History

United States
- Name: Augustine B. McManus
- Namesake: Augustine B. McManus
- Ordered: as type (EC2-S-C1) hull, MC hull 2361
- Builder: J.A. Jones Construction, Brunswick, Georgia
- Cost: $1,048,743
- Yard number: 146
- Way number: 6
- Laid down: 21 April 1944
- Launched: 10 June 1944
- Sponsored by: Mrs.
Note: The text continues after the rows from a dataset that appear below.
PR #118, opened 2016-12-27
Add debug menu for authoried techs, minor cleanup

AACO:
Add the escape menu debug menu to any user who is authorized by the `potato_core_fnc_isTech` command. Also some minor cleanup in core/briefing.

Should allow authorized users to easily fix minor issues or use the splendid cam to take some sweet screenies.

Question to the admins: is it too much power vs responsibilities?


addons/core/config.cpp
```diff
@@ -33,5 +33,3 @@ class CfgMods {
         description = "";
     };
 };
-
-// JOKE
```
PabstMirror: I'm not sure about this line being removed.

PR #119, opened 2016-12-31
Predator Vision

AACO:
http://i.imgur.com/cvwvv62.gifv


AACO:
In hopes that it gets revied

PR #122, opened 2017-02-03
Banzi Attack Module

PabstMirror:


addons/missionModules/functions/fnc_zeus_banziCharge.sqf
```diff
@@ -0,0 +1,15 @@
+#include "script_component.hpp"
+
+params ["_logic"];
+
+if (!local _logic) exitWith {};
+private _unit = _logic getVariable ["bis_fnc_curatorAttachObject_object",objnull];
```
AACO: Do we want to use the dismount workaround logic here? `bis_fnc_curatorAttachObject_object` should be accurate, but may not be....

addons/missionModules/CfgVehicles.hpp
```diff
@@ -98,4 +98,16 @@ class CfgVehicles {
...
         class Attributes {};
     };
+
+    class GVAR(zeus_banziCharge): Module_F {
+        author = QUOTE(PREFIX);
+        category = QUOTE(PREFIX);
+        scope = 1;
+        scopeCurator = 2;
+        isTriggerActivated = 0;
+        isGlobal = 2;
```
AACO: Why are we using persistent global here?

addons/missionModules/XEH_postInit.sqf
```diff
@@ -26,3 +26,21 @@ GVAR(ehAdded) = false;
...
+    TRACE_4("",behaviour _unit,combatMode _group,speedMode _group,formation _group);
+    _group setBehaviour "AWARE";
+    _group setCombatMode "RED";
+    _group setSpeedMode "FULL";
+    _group setFormation "LINE";
+
+    {
+        TRACE_1("member",_x);
+        _x disableAI "AUTOCOMBAT";
+        _x disableAI "COVER";
```
AACO: We should disable `SUPPRESSION` as well. Maybe make courage to 1 as well?

addons/missionModules/functions/fnc_zeus_banziCharge.sqf
```diff
@@ -0,0 +1,15 @@
...
+TRACE_2("",_logic,_unit);
+
+if ((!isNull _unit) || {alive _unit} || {_unit isKindOf "CaManBase"}) then {
+    [QGVAR(banzi), [group _unit], [leader _unit]] call CBA_fnc_targetEvent;
```
AACO: Just curious, is there any advantage to using an event system here, instead of remoteexec-ing? If we don't plan on having hooks in other addons, it seems like we're using a lot of  piping for a simple call

addons/missionModules/CfgVehicles.hpp
PabstMirror: Module runs were local so we get the correct attach thing
Gets deleted after, so should be fine

addons/missionModules/functions/fnc_zeus_banziCharge.sqf
PabstMirror: should be fine because module is local to the zues

addons/missionModules/XEH_postInit.sqf
PabstMirror: I don't want to turn them into unstoppable robots
mainly just get them up and moving
we can tweak it later, or add a 2nd module with stronger effects

addons/missionModules/CfgVehicles.hpp
AACO: I mean, I agree on using a global scope, but I don't see the need to explicit mark it persistent

addons/missionModules/XEH_postInit.sqf
AACO: Not unstoppable... just inspired by the great emperor....

PR #129, opened 2017-03-08
Add gesture color based on map marker

AACO:
Simple code addition to set the map gesture to the color of the group's unit color. Should be nice for large scale briefings

Gesture Image


AACO:
It's technically a frame after init, but I did a bunch of dedicated testing without issue, although we'll see how it rolls with large scale MP

PR #138, opened 2017-03-21
Fire event on mission end

AACO:
- [ ] Tested/verified on local/dedicated servers


AACO:
Closing for now, will probably make a more agnostic setup

PR #143, opened 2017-04-03
Change marker init path

AACO:
Uses player group side
Uses add player event handler retroactive activation
Downside: the global event fires for each client on startup :\

### DIFF
--- a/addons/markers/functions/fnc_getSideArray.sqf
+++ b/addons/markers/functions/fnc_getSideArray.sqf
@@ -11,7 +11,7 @@
 #include "script_component.hpp"
 TRACE_1("Params",_this);
 
-private [["_side", sideLogic, [west]]];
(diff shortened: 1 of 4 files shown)


AACO:
This seems to be needed for second load of compressed mission (and at semi high player count, best guess: playerSide isn't correct)

addons/markers/functions/fnc_getSideArray.sqf
```diff
@@ -11,7 +11,9 @@
 #include "script_component.hpp"
 TRACE_1("Params",_this);
 
-switch (playerSide) do {
+private [["_side", sideLogic, [west]]];
```
PabstMirror: Should this be `params`?

AACO: yup

AACO:
Closing for a different solution

PR #150, opened 2017-05-07
Admin menu update for 1.70

AACO:
This really sucked to update, like almost as much as the ratio component.
_Should_ keep debug working like it used to by overriding BIS_fnc_isDebugConsoleAllowed


addons/adminMenu/functions/fnc_isDebugConsoleAllowed.sqf
```diff
@@ -0,0 +1,16 @@
+private _enableDebugConsole = [
+    "DebugConsole",
+    getMissionConfigValue ["enableDebugConsole", 0]
+] call (missionNamespace getVariable "BIS_fnc_getParamValue");
+
+ // Always allowed by mission config or mission param
+if (_enableDebugConsole isEqualTo 2 || {hasInterface && isServer}) exitWith { true };
+
+// In single player editor
+if (!isMultiplayer && { allDisplays find findDisplay 26 in [0, 1] || allDisplays find findDisplay 313 in [0, 1] }) exitWith { true };
```
PabstMirror: If it's not isMultiplayer , we should have already matched with the line above: `hasInterface && isServer`.
So this isn't necessary but won't hurt.
I guess `DebugConsole = 0` will be ignored, but I see no problem with that

addons/adminMenu/CfgFunctions.hpp
```diff
@@ -0,0 +1,12 @@
+class CfgFunctions {
+    class A3 {
+        tag = "BIS";
+        project = QUOTE(ADDON);
```
PabstMirror: Probably remove tag and project because those effect all of `A3` which I don't think we want to be messing with.

addons/adminMenu/functions/fnc_isDebugConsoleAllowed.sqf
AACO: Yeah, this file changed like 80 times due to restrictions to what I could access, I can simplify

addons/adminMenu/CfgFunctions.hpp
AACO: Yeah, it was leftover when it wasn't under the A3 class. Good catch.

PR #155, opened 2017-06-02
Deprecate no radar

PabstMirror:
After 1.70 changes this isn't really needed as much
Changes to a vehicle's radar will have to be done differently.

William J. Harrison
- Completed: 24 June 1944
- Identification: Call Signal: WPYY; ;
- Fate: Laid up in National Defense Reserve Fleet, Wilmington, North Carolina, 27 March 1948; Laid up in National Defense Reserve Fleet, Hudson River Group, 27 May 1952; Sold for scrapping, 30 September 1970;

General characteristics
- Class & type: Liberty ship; type EC2-S-C1, standard;
- Tonnage: 10,865 LT DWT; 7,176 GRT;
- Displacement: 3,380 long tons (3,434 t) (light); 14,245 long tons (14,474 t) (max);
- Length: 441 feet 6 inches (135 m) oa; 416 feet (127 m) pp; 427 feet (130 m) lwl;
- Beam: 57 feet (17 m)
- Draft: 27 ft 9.25 in (8.4646 m)
- Installed power: 2 × Oil fired 450 °F (232 °C) boilers, operating at 220 psi (1,500 kPa); 2,500 hp (1,900 kW);
- Propulsion: 1 × triple-expansion steam engine, (manufactured by National Transit Company, Oil City, Pennsylvania); 1 × screw propeller;
- Speed: 11.5 knots (21.3 km/h; 13.2 mph)
- Capacity: 562,608 cubic feet (15,931 m^{3}) (grain); 499,573 cubic feet (14,146 m^{3}) (bale);
- Complement: 38–62 USMM; 21–40 USNAG;
- Armament: Varied by ship; Bow-mounted 3-inch (76 mm)/50-caliber gun; Stern-mounted 4-inch (102 mm)/50-caliber gun; 2–8 × single 20-millimeter (0.79 in) Oerlikon anti-aircraft (AA) cannons and/or,; 2–8 × 37-millimeter (1.46 in) M1 AA guns;

= SS Augustine B. McManus =

World War II Liberty ship of the United States

SS Augustine B. McManus was a Liberty ship built in the United States during World War II. She was named after Augustine B. McManus, a US Navy officer and a Navy Hydrographic Bureau scientist that had testified at the Titanic disaster trials.

==Construction==
Augustine B. McManus was laid down on 21 April 1944, under a Maritime Commission (MARCOM) contract, MC hull 2361, by J.A. Jones Construction, Brunswick, Georgia; she was sponsored by Mrs. William J. Harrison, and launched on 10 June 1944.

==History==
She was allocated to William J. Rountree Company, on 24 June 1944. On 17 December 1945, she was laid up in the National Defense Reserve Fleet in Wilmington, North Carolina. On 27 May 1952, she was laid up in the National Defense Reserve Fleet in the Hudson River Group. On 4 June 1953, she was withdrawn from the fleet to be loaded with grain under the "Grain Program 1953", she returned loaded with grain on 17 June 1953. She was again withdrawn from the fleet on 27 April 1956, to have the grain unloaded, she returned reloaded on 22 May 1956. She was withdrawn from the fleet on 23 May 1963, to have the grain unloaded, she returned empty on 28 May 1963. On 30 September 1970, she was sold to Union Mineral & Alloys Corporation, along with three other ships, for $160,646.16, for scrapping. She was delivered on 18 November 1970.